PR #239, opened 2020-09-10
TVB-2782 Various bugs fixed in web gui

liadomide:
Fixed some of the problems reported on Jira  https://req.thevirtualbrain.org/browse/TVB-2782

As release **2.0.9** is already out, prepare version numbers for the future release.

PR #245, opened 2020-09-14
TVB-2764 conda-forge

liadomide:
- Make pyunicore dependency optional, as it will be very seldom used only, and it does not exist on conda-forge

### DIFF
--- a/framework_tvb/setup.py
+++ b/framework_tvb/setup.py
@@ -40,13 +40,13 @@ import os
 import shutil
 import setuptools
 
-VERSION = "2.0.10"
+VERSION = "2.0.9.1"
 
 TVB_TEAM = "Mihai Andrei, Lia Domide, Stuart Knock, Bogdan Neacsa, Paula Popa, Paula Sansz Leon, Marmaduke Woodman"
 
 TVB_INSTALL_REQUIREMENTS = ["allensdk", "cherrypy", "cryptography", "flask", "flask-restplus", "formencode",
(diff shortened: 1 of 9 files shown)


VinczeRobert (commented):
Everything seems okay as far as I know, I just have a few questions:
1. Why did you delete networkx from the install requirements? I see that it is used in analyers/graph.py.
2. You explained why pyunicore should be an optional dependency, but why BeautifulSoup4 as well?
3. In the PR title the task is TVB-2783, but the branch is TVB-2764 so I don't know which of these two tasks this PR is actually related to. Or both of them?

liadomide:
> Everything seems okay as far as I know, I just have a few questions:
> 
> 1. Why did you delete networkx from the install requirements? I see that it is used in analyers/graph.py.

This should be clear in PR #239 : `networkx` is still needed in `tvb-library` (there it should still be listed as a dependency, and `analyzers.graph` sits under `scientific_library`) but not any more in `tvb-framework` (in the past it was used inside `networkx_parser`, but now we use `pandas` there).

> 2. You explained why pyunicore should be an optional dependency, but why BeautifulSoup4 as well?

I found `bs4` imported only in unit-tests, that is why I placed it in the same bucket as `pytest & co`.

> 3. In the PR title the task is TVB-2783, but the branch is TVB-2764 so I don't know which of these two tasks this PR is actually related to. Or both of them?

You are right to be puzzled. It should only be TVB-2764. I changed the PR title. Thanks!

bvalean (approved):

PR #246, opened 2020-09-17
TVB-2791: Fix metadata lost during export exclude exporting failed operations

adrian-dordea:
When we export a project and import it again, it has been noted that:
- the DT names in the Project -> Data Structure tree are shorter. Investigating shows that `operation_tag` is not correctly preserved in the VM.h5 files.
- if we have operations with errors after export + import, they become with status success.  This happens as we are not longer keeping a dedicated `operation.xml` file. We decided for now to simply do not export operations with errors, as they will most probably also don't have a result DT. We might need to review this in the future, but for now, it should be good enough.

This PR is to ammend these.

### DIFF
--- a/framework_tvb/tvb/adapters/exporters/export_manager.py
+++ b/framework_tvb/tvb/adapters/exporters/export_manager.py
@@ -198,7 +198,7 @@ class ExportManager(object):
         project_datatypes = dao.get_datatypes_in_project(project.id, only_visible=optimize_size)
         to_be_exported_folders = []
         considered_op_ids = []
-        folders_to_exclude = self._get_op_with_errors()
+        folders_to_exclude = self._get_op_with_errors(project.id)
 
         if optimize_size:
             # take only the DataType with visibility flag set ON
@@ -240,15 +240,14 @@ class ExportManager(object):
         return result_path
 
     @staticmethod
-    def _get_op_with_errors():
+    def _get_op_with_errors(project_id):
         """
         Get the operation folders with error base name as list.
         """
-        operations = dao.get_operations_in_group(None)
+        operations = dao.get_operations_with_error_in_project(project_id)
         op_with_errors = []
         for op in operations:
-            if op.status == STATUS_ERROR:
-                op_with_errors.append(op.id)
+            op_with_errors.append(op.id)
         return op_with_errors
 
     def _build_data_export_folder(self, data):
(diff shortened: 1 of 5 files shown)


VinczeRobert (approved):

framework_tvb/tvb/adapters/exporters/export_manager.py
```diff
@@ -235,6 +239,18 @@ def export_project(self, project, optimize_size=False):
 
         return result_path
 
+    @staticmethod
+    def _get_op_with_errors():
+        """
+        Get the operation folders with error base name as list.
+        """
+        operations = dao.get_operations_in_group(None)
```
liadomide, line 247: This query might be inefficient. I think it is currently browsing ALL the projects for ops in error.
Wouldn't be better to have a dedicated query just for the current project ops in error ?

liadomide (commented):
These changes look ok to me.
I have only a small optimization suggestion left bellow

framework_tvb/tvb/adapters/exporters/export_manager.py
```diff
@@ -235,6 +239,18 @@ def export_project(self, project, optimize_size=False):
...
 
+    @staticmethod
+    def _get_op_with_errors(project_id):
+        """
+        Get the operation folders with error base name as list.
+        """
+        operations = dao.get_operations_in_project(project_id)
+        op_with_errors = []
+        for op in operations:
+            if op.status == STATUS_ERROR:
```
popaula937, line 250: The query could return only the operations with error status, so we would not need this check anymore

framework_tvb/tvb/tests/framework/core/services/project_service_test.py
```diff
@@ -300,7 +300,7 @@ def test_project_disk_size(self):
 
             ratio = float(actual_disk_size) / project.disk_size
             msg = "Real disk usage: %s The one recorded in the db : %s" % (actual_disk_size, project.disk_size)
-            assert ratio < 1.4, msg
+            assert ratio < 1.7, msg
```
liadomide, line 303: I do not think this change is healthy. We should rather find why the disk size is so much different. It should be very close to 1.0 ratio

popaula937: Fixed in PR #252. At first, I thought all files on the disk were taken into consideration when computing the disk usage of a project. And since we moved from Operation.xml to ViewModel.h5, the disk usage would have increased.
But now I see that only the H5 files were taken into consideration before, so I made a fix to exclude the view models.

liadomide: Maybe before the operation.xml files were considered irrelevant, or it was a bug. I think VMs should be considered in the calculation, as they can be many and sometimes large.

PR #330, opened 2020-12-21
TVB-2827: revert changes to previous version due to incompatibility

adrian-dordea:


popaula937:
AllenSDK does not support yet h5py > 2.10, so we decided to keep using that version for now.

PR #348, opened 2021-01-18
Region mapping refactoring

BalanceKey:
Refactoring the region mapping definition, by using the method datatypes.RegionMapping.full_region_mapping(surf, conn), which uses the surface of the cortex and the connectivity matrix, thus mapping both the cortical and the subcortical regions. The goal of this is to make it easier in the future to add modifications to the way the region mapping is realized, by just changing this one method.

Actually, the method datatypes.RegionMapping.from_file is also used in other cases where the region mapping is retrieved from a .txt file. These are at the moment the two ways to define a region mapping.


BalanceKey:
@maedoc could you review this ? 
(P.s. sorry for the last two commits, was just trying to undo the unnecessary modifications to gitignore...)

scientific_library/tvb/simulator/monitors.py
```diff
@@ -261,7 +261,9 @@ def config_for_sim(self, simulator):
         # setup given spatial mask or default to region mapping
         if self.spatial_mask is None:
             self.is_default_special_mask = True
-            if not (simulator.surface is None):
+            if simulator.surface is not None and simulator.connectivity is not None:
```
liadomide, line 264: I think 'simulator.conn' is always not None.

scientific_library/tvb/simulator/simulator.py
```diff
@@ -546,7 +543,7 @@ def _configure_stimuli(self):
         if self.stimulus is not None:
             if self.surface:
                 # NOTE the region mapping of the stimuli should also include the subcortical areas
-                self.stimulus.configure_space(region_mapping=numpy.r_[self.surface.region_mapping, self.connectivity.unmapped_indices(self.surface.region_mapping)])
+                self.stimulus.configure_space(region_mapping=region_mapping.RegionMapping.full_region_mapping(self.surface, self.connectivity))
```
liadomide, line 546: Can't we reuse here 'self._regmap'?

scientific_library/tvb/datatypes/region_mapping.py
```diff
@@ -65,6 +65,23 @@ def from_file(source_file="regionMapping_16k_76.txt"):
         result = RegionMapping()
         result.array_data = reader.read_array(dtype=numpy.int32)
         return result
+    
+    @staticmethod
+    def full_region_mapping(surf, conn):
```
liadomide, line 70: Could we maybe receive as input param directly surf.region-_mapping?

Otherwise Here on a theoretical level we have a circular dependency (sim.surface class and RegionMapping)

liadomide (commented):
Could you please do a rebase with master and thus fix the conflicts?

scientific_library/tvb/datatypes/region_mapping.py
BalanceKey: actually it's not the sim.surface class, but the Cortex class that this input param 'surf' represents... 

I know the name is confusing, but I didn't want to change it since in the Simulator class the attribute surface corresponds to an object from the Cortex class.

scientific_library/tvb/simulator/monitors.py
BalanceKey: I would say so too, thanks

scientific_library/tvb/datatypes/region_mapping.py
BalanceKey: but the remark remains valid... I can change the input param in that case... @maedoc any remarks on this ?

BalanceKey:
I updated the region mapping refactoring, using the method defined in the backend by @maedoc .
I ran the pytests locally (having some issues with the automatic run).

scientific_library/tvb/simulator/monitors.py
```diff
@@ -291,8 +293,8 @@ def config_for_sim(self, simulator):
         # setup given spatial mask or default to region mapping
         if self.spatial_mask is None:
             self.is_default_special_mask = True
-            if not (simulator.surface is None):
-                self.spatial_mask = simulator.surface.region_mapping
+            if simulator.surface is not None:
+                self.spatial_mask, _, _ = self.backend.full_region_map(simulator.surface, simulator.connectivity)
```
liadomide, line 297: Could it be that the `backend. full_region_map` implementation is missing from the current committed state ?

maedoc: it's in the branch [here](https://github.com/BalanceKey/tvb-root/blob/reg-map-fix/scientific_library/tvb/simulator/backend/ref.py#L112)

maedoc:
@BalanceKey how's it going ? do you want to have a chat about this PR?

BalanceKey:
@maedoc sure, let's chat

scientific_library/tvb/tests/library/simulator/regionmapping_test.py
```diff
@@ -0,0 +1,56 @@
...
+# import TVB modules
+from tvb.simulator.lab import *
+from tvb.datatypes.region_mapping import RegionMapping
+from tvb.tests.library.base_testcase import BaseTestCase
+
+class SetUpSimulator(object):
+    """
+    Simulator test class for region mapping
+    """
+    def __init__(self, monitors=(monitors.Raw(),)):
```
maedoc, line 18: instead of placing this in a separate class, can you just make this the `setUp` method on the TestCase below?

maedoc (changes requested):
just a small change to do then we can merge

maedoc (approved):

PR #349, opened 2021-01-19
TVB-2862 Clean files uploaded via REST uploaders

bvalean:


framework_tvb/tvb/interfaces/rest/server/facades/operation_facade.py
```diff
@@ -107,10 +107,8 @@ def launch_operation(self, current_user_id, model_file, project_gid, algorithm_m
                 for key, value in adapter_instance.get_form_class().get_upload_information().items():
                     data_file = fetch_file(request_file_key=key, file_extension=value)
                     data_file_path = save_temporary_file(data_file, temp_folder)
-                    file_name = os.path.basename(data_file_path)
                     upload_field = getattr(view_model_h5, key)
-                    upload_field.store(os.path.join(storage_path, file_name))
-                    shutil.move(data_file_path, storage_path)
+                    upload_field.store(data_file_path)
```
popaula937, line 111: Won't be enough to do this change because uploaders run async and the temp folder is cleaned up in the `finally` block.

popaula937:
Discussed with Bogdan and we will remove the `finally` block from here because temp data will be cleaned up by our mechanism in operation service.

popaula937 (approved):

▸ Work task
Look through the records above for the word "explained" and state how many lines contain it, giving the number alone.

▸ Answer to the exercise
2